§ **WHAT TO WORK ON**
Pull out every line below that contains the word "something".

Top of RECORDED DATA

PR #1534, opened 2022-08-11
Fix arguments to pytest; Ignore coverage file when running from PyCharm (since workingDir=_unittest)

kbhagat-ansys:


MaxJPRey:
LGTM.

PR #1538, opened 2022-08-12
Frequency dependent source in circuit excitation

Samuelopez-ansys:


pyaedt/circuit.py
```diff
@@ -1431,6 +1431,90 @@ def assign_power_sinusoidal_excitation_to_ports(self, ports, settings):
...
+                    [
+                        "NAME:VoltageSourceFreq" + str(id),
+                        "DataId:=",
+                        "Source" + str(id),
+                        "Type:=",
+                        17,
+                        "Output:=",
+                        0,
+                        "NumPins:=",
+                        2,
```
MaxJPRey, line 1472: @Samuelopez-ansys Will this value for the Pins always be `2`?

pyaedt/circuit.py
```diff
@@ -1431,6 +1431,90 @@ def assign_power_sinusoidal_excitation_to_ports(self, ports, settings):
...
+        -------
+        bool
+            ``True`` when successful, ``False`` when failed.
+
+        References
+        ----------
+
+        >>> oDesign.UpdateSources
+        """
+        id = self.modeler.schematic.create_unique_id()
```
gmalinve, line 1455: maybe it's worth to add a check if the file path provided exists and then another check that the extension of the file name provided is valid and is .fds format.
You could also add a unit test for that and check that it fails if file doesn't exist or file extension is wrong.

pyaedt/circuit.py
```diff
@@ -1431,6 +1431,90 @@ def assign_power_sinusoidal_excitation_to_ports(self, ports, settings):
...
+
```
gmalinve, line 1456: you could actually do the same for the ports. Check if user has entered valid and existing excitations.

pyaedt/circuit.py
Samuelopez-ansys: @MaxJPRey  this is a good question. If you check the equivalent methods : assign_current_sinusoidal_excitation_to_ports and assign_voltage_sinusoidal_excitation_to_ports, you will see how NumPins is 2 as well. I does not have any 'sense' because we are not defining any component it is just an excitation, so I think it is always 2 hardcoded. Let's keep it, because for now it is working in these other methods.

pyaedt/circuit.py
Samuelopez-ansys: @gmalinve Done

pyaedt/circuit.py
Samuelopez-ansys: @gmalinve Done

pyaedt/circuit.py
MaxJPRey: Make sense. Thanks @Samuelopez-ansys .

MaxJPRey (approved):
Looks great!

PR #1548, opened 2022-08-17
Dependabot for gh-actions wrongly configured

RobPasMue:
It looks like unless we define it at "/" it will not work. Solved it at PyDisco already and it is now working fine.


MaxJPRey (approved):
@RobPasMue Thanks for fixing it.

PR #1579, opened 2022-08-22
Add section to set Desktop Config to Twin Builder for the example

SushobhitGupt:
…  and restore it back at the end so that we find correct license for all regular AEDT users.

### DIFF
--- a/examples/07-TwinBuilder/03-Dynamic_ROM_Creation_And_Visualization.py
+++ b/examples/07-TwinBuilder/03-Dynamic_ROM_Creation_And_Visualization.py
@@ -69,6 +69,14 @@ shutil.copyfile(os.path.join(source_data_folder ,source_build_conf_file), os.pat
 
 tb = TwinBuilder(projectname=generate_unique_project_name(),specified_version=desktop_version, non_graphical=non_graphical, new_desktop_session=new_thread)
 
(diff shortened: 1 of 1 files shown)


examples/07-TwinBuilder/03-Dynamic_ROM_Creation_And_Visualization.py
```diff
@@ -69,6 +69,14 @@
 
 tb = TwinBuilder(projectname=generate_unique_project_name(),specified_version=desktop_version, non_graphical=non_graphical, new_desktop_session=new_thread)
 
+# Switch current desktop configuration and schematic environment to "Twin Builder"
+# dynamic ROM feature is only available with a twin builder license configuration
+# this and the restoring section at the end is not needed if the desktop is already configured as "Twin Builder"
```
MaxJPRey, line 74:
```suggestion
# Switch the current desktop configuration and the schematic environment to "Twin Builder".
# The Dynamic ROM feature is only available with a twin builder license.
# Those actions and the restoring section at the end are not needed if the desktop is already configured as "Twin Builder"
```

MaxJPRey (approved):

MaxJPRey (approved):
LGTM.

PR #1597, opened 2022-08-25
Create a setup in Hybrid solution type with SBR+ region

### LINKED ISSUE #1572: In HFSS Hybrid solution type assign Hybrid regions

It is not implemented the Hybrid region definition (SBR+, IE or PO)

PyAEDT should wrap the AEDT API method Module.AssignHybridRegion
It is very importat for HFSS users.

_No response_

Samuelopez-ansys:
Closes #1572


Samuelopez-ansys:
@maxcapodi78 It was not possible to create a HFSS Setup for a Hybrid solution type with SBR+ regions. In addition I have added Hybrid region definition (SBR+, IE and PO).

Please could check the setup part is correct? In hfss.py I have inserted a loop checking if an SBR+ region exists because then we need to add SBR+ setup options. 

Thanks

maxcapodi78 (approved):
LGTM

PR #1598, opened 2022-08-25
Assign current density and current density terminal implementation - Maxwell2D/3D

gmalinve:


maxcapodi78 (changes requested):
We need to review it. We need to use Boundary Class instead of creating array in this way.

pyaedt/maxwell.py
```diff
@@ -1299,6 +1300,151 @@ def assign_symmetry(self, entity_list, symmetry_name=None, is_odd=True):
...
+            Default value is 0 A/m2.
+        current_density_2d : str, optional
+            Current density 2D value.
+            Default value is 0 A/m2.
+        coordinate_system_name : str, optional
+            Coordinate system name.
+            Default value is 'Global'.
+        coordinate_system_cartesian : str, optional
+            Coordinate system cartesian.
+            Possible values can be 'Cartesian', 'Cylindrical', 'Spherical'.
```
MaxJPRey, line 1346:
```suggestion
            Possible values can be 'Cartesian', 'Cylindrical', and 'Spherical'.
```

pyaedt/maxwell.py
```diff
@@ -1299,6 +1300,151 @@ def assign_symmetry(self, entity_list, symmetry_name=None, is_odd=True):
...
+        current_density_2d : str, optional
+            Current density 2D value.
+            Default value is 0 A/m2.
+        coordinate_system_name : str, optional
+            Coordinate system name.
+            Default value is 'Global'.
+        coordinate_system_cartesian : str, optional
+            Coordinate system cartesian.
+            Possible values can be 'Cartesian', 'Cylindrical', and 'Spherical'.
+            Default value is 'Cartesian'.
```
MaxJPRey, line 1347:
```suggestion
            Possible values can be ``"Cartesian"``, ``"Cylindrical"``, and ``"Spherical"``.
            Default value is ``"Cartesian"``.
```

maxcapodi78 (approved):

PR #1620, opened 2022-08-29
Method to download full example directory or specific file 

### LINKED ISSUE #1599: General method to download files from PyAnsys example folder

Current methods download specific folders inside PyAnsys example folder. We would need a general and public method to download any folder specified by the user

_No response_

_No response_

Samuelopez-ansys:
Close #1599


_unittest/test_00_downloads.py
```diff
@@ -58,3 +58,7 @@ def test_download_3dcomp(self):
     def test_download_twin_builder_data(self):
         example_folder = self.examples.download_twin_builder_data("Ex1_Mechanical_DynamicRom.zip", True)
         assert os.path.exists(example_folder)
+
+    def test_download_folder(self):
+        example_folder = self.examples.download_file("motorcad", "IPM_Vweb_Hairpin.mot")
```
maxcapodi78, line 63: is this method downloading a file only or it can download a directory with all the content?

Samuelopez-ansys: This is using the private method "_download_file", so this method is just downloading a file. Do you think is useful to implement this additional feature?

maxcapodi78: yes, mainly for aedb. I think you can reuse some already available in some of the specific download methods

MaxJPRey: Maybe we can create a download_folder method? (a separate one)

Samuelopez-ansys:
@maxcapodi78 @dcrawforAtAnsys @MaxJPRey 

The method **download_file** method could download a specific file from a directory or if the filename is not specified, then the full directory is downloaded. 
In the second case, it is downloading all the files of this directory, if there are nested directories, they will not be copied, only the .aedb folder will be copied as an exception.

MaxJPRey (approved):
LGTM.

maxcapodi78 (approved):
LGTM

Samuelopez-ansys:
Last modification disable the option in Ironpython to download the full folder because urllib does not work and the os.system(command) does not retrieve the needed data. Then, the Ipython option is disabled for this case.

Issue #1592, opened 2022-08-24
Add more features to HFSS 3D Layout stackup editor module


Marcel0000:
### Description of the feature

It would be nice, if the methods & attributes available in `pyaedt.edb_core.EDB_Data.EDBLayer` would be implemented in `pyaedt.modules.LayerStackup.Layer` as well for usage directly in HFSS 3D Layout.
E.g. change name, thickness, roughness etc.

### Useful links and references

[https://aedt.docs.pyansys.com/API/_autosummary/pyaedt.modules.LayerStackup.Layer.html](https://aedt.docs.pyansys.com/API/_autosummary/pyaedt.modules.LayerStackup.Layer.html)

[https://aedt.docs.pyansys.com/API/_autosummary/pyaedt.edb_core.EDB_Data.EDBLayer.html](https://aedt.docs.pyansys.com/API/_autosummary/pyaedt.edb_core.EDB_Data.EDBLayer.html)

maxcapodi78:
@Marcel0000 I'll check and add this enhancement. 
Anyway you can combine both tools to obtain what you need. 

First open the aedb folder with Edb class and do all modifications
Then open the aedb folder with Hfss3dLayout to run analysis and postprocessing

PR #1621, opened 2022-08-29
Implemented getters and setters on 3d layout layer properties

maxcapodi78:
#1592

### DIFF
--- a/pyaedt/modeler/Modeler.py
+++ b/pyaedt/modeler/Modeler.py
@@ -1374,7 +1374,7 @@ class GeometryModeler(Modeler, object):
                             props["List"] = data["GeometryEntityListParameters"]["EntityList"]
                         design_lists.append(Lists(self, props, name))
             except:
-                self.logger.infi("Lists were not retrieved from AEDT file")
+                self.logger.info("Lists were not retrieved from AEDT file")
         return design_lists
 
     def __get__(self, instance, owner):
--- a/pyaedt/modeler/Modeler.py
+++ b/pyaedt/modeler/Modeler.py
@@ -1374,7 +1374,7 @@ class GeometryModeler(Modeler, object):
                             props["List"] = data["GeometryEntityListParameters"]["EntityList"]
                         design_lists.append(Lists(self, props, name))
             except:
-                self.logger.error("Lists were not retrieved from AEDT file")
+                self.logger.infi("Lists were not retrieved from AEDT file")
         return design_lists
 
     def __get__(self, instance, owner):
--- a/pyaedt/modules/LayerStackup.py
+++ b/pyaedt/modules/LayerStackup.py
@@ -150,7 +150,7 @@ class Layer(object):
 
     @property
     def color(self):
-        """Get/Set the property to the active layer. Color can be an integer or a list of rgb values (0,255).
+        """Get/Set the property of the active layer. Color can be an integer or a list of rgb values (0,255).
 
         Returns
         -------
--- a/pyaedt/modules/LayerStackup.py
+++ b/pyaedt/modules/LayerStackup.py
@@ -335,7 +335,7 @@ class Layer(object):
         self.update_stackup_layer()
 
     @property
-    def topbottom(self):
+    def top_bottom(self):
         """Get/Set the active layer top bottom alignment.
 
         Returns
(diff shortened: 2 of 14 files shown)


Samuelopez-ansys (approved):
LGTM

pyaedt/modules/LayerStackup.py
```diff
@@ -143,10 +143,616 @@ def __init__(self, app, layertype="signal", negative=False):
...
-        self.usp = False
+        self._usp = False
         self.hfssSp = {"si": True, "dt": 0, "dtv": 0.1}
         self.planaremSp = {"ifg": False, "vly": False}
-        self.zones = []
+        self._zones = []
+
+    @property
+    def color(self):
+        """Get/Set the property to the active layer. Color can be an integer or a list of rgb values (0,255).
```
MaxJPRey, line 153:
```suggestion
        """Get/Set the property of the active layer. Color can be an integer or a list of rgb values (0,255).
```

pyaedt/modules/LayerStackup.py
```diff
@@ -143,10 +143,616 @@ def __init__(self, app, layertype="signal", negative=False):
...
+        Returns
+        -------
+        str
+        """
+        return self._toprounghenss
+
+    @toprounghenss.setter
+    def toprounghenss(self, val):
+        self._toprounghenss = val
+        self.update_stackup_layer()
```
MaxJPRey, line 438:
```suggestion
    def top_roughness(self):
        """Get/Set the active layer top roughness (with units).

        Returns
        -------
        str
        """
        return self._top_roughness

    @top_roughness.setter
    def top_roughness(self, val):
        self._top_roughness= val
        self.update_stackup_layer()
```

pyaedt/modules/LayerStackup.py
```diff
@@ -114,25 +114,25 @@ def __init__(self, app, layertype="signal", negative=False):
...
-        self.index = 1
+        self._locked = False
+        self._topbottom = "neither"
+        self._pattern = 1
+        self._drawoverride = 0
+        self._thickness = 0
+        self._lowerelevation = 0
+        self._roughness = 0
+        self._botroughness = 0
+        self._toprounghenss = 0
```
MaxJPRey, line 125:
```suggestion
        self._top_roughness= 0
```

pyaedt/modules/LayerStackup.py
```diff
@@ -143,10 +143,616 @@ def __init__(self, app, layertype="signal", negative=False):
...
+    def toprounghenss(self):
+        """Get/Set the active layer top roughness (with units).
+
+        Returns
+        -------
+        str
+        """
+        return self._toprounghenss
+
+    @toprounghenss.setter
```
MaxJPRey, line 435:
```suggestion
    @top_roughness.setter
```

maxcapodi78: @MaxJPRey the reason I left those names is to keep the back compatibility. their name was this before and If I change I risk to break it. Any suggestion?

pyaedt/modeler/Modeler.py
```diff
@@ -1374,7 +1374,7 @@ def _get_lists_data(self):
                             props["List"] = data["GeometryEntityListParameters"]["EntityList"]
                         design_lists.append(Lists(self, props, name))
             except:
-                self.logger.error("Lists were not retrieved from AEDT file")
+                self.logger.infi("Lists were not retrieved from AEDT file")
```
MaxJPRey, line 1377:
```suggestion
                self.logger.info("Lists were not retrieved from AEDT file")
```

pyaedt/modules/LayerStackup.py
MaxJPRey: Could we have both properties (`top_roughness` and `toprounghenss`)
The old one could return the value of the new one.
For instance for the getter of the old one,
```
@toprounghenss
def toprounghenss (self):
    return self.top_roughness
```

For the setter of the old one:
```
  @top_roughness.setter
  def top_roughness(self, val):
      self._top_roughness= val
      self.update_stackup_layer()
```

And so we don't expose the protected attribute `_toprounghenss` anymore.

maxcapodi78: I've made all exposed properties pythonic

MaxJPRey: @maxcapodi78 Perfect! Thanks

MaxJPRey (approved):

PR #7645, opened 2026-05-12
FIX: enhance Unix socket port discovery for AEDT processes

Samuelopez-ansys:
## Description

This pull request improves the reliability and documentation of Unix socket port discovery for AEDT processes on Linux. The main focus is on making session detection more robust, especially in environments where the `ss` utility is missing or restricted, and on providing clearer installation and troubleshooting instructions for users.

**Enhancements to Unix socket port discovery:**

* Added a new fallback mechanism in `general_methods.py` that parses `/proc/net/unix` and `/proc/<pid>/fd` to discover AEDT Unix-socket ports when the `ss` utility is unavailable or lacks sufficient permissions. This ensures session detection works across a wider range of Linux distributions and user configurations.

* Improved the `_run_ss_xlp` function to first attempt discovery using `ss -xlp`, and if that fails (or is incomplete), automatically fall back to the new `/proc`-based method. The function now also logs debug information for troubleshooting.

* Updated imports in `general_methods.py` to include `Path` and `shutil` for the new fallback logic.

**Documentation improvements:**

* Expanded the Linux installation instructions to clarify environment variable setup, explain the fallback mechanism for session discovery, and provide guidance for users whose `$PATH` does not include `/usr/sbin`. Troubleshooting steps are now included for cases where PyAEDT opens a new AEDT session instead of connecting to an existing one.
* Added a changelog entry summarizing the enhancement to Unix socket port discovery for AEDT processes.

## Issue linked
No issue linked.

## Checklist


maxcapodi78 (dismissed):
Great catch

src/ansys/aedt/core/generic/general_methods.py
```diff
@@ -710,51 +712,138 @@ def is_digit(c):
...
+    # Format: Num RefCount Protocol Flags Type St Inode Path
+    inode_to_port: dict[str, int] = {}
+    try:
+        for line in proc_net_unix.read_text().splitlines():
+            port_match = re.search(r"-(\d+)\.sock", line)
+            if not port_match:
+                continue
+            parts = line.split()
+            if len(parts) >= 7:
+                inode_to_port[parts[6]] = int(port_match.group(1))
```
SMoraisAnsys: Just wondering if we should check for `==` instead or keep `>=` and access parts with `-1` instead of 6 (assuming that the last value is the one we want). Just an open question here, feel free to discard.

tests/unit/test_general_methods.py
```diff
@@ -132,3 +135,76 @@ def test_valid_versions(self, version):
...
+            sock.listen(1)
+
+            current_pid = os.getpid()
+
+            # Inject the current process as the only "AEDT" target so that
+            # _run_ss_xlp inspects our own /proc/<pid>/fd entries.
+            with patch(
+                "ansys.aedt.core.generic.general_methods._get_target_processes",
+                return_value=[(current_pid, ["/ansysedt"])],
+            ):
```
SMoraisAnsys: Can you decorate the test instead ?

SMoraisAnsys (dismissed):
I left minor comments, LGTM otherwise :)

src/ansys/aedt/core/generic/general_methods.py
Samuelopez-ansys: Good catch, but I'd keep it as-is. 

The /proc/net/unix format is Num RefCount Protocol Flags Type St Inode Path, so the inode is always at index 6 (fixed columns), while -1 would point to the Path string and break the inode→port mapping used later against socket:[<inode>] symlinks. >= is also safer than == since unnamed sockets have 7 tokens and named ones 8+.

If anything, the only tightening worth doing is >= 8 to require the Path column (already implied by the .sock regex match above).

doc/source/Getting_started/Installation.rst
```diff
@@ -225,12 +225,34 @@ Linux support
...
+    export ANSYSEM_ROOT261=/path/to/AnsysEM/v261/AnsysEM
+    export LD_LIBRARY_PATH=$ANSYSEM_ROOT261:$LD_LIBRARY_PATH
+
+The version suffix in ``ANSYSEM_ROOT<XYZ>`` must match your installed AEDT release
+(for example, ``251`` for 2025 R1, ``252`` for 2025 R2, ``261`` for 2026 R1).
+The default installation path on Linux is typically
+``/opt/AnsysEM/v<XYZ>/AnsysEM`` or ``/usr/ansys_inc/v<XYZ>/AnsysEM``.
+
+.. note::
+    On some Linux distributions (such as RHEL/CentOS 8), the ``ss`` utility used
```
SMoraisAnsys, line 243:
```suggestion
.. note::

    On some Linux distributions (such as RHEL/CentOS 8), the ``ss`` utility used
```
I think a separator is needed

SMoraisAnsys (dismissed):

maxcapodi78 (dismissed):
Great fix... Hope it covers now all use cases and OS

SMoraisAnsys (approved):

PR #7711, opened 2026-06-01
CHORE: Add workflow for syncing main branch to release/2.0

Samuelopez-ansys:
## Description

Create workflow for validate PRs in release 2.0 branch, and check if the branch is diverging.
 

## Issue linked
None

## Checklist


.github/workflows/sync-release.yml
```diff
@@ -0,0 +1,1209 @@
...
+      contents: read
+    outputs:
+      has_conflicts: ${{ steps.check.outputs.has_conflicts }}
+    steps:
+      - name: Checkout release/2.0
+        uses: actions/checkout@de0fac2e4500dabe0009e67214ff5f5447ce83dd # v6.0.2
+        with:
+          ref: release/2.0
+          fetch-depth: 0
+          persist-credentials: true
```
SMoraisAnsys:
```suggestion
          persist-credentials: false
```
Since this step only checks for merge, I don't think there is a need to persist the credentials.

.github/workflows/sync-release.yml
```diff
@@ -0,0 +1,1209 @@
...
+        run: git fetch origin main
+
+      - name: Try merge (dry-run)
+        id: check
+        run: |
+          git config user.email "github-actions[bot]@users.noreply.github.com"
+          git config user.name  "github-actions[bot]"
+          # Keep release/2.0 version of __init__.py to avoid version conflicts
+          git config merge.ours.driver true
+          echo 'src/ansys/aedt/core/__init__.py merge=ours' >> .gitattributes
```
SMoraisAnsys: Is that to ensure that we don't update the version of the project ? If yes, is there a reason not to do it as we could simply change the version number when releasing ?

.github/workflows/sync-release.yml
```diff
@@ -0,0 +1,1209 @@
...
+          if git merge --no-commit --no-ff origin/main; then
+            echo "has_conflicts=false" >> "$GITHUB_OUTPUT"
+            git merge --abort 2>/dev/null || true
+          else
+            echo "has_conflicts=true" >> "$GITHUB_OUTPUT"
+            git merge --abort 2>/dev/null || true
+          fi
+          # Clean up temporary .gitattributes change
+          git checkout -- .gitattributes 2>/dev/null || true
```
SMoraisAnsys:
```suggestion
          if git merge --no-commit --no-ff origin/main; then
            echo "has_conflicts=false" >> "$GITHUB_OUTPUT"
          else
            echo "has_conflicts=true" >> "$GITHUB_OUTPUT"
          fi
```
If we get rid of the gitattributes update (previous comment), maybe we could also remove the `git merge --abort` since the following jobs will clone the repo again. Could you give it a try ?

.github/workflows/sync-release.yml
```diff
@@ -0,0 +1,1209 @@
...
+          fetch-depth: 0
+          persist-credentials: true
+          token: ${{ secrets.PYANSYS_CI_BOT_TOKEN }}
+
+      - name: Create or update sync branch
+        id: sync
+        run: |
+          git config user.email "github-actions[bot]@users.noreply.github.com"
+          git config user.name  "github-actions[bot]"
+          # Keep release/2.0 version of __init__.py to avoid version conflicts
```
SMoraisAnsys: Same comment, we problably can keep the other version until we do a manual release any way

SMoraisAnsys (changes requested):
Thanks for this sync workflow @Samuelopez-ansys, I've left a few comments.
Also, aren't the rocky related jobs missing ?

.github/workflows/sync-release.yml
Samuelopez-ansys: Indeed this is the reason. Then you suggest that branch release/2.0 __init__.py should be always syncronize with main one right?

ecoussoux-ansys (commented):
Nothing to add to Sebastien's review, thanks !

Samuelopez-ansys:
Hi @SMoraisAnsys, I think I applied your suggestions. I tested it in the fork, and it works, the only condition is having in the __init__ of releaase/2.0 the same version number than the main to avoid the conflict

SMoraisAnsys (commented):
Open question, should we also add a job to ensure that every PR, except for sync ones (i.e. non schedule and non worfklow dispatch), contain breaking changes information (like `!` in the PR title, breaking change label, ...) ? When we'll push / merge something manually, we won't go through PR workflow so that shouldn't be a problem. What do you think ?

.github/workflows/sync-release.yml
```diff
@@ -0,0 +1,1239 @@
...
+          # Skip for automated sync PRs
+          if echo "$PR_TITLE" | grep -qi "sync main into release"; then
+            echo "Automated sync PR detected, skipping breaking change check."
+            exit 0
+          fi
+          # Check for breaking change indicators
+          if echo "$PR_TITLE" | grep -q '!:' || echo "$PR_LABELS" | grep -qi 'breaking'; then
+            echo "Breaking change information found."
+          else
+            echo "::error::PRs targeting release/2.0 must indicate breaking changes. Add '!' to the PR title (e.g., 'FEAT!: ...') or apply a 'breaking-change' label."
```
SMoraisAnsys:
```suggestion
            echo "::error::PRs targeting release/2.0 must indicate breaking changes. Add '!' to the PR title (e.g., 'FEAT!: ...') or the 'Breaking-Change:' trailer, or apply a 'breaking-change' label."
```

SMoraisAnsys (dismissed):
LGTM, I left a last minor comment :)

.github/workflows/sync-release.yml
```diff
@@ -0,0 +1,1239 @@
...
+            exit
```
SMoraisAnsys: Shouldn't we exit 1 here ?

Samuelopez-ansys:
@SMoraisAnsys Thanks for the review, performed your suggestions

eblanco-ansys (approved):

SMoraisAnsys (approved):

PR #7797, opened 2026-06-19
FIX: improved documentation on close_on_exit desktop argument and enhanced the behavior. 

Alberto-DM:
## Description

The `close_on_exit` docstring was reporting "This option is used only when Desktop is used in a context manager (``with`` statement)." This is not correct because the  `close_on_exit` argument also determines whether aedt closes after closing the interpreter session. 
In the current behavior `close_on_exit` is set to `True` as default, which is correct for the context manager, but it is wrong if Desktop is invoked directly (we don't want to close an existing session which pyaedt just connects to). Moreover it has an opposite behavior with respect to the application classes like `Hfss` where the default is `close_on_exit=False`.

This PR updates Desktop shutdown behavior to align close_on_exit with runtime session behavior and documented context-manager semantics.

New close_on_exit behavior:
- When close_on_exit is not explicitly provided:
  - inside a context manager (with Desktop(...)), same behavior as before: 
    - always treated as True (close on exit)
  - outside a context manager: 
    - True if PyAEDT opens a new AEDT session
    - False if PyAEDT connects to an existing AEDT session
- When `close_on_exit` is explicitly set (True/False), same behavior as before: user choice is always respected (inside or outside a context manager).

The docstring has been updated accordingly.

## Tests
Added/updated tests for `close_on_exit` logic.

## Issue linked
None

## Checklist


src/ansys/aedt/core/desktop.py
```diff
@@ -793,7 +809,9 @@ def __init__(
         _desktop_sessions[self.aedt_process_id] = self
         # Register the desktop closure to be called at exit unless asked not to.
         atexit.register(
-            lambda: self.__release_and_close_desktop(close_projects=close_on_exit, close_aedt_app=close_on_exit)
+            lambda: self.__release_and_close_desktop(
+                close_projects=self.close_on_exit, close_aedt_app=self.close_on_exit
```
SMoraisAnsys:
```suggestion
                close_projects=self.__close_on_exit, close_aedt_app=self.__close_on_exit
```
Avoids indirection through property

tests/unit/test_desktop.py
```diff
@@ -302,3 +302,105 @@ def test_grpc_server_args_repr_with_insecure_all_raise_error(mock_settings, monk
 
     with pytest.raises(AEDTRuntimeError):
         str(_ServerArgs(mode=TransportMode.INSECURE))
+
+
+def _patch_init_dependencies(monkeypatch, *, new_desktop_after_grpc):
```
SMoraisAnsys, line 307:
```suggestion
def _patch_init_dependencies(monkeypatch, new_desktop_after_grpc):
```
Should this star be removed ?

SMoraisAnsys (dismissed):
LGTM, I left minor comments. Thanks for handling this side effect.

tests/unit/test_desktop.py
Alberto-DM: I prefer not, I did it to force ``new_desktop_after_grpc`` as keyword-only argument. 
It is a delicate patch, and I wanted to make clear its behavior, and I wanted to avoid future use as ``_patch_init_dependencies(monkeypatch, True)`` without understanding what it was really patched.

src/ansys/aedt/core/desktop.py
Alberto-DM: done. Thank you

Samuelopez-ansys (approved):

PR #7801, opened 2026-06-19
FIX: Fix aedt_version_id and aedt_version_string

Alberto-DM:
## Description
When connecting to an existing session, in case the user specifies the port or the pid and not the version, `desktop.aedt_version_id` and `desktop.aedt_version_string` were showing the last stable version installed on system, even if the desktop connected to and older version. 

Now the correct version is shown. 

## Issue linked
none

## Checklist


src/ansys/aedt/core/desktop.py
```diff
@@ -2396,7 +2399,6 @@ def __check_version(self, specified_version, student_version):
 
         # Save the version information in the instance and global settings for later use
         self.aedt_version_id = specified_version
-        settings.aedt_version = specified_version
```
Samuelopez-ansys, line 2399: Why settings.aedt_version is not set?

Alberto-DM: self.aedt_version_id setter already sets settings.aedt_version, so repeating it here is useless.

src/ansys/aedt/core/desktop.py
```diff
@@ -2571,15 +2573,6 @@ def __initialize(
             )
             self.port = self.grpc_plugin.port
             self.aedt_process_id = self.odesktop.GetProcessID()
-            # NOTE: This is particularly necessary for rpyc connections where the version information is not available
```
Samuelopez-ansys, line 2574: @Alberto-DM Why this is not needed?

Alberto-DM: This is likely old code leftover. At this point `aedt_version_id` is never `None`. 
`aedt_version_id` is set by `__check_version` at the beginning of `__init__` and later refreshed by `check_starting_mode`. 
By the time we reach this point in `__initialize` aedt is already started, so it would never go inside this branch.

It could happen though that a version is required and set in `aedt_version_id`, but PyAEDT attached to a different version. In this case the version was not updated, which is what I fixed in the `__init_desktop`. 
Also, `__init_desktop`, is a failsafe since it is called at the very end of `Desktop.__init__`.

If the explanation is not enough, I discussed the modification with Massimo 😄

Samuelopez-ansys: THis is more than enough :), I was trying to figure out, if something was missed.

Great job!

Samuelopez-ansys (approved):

Bottom of RECORDED DATA

§ **PROBLEM SOLUTION**
Open question, should we also add a job to ensure that every PR, except for sync ones (i.e. non schedule and non worfklow dispatch), contain breaking changes information (like `!` in the PR title, breaking change label, ...) ? When we'll push / merge something manually, we won't go through PR workflow so that shouldn't be a problem. What do you think ?
Samuelopez-ansys: THis is more than enough :), I was trying to figure out, if something was missed.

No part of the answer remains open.